PR #6134, opened 2026-07-14
FINERACT-2593: Fix NullPointerException in DelinquencyReadPlatformServiceImpl when loan product is null

AshharAhmadKhan:
### JIRA
https://issues.apache.org/jira/browse/FINERACT-2593

### Problem
`DelinquencyReadPlatformServiceImpl.calculateLoanCollectionData` had an inverted null check (`== null ||` instead of `!= null &&`) in the pending/approved/cancelled branch. When `loan.getLoanProduct()` returned null, that inverted condition actually routed execution straight into `calculateAvailableDisbursementAmountWithOverApplied(loan)`, which then dereferenced `loanProduct` with no guard at all. That gave two separate crash surfaces coming from the same root cause, both producing an unhandled NPE (HTTP 500).

### Fix
- Corrected the operator in the pending/approved/cancelled branch, so the helper is only called when a `LoanProduct` is actually present.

··········

Goal of the exercise:
Each line above with the string "FINERACT" in it should be located and copied.

Solution:
FINERACT-2593: Fix NullPointerException in DelinquencyReadPlatformServiceImpl when loan product is null
https://issues.apache.org/jira/browse/FINERACT-2593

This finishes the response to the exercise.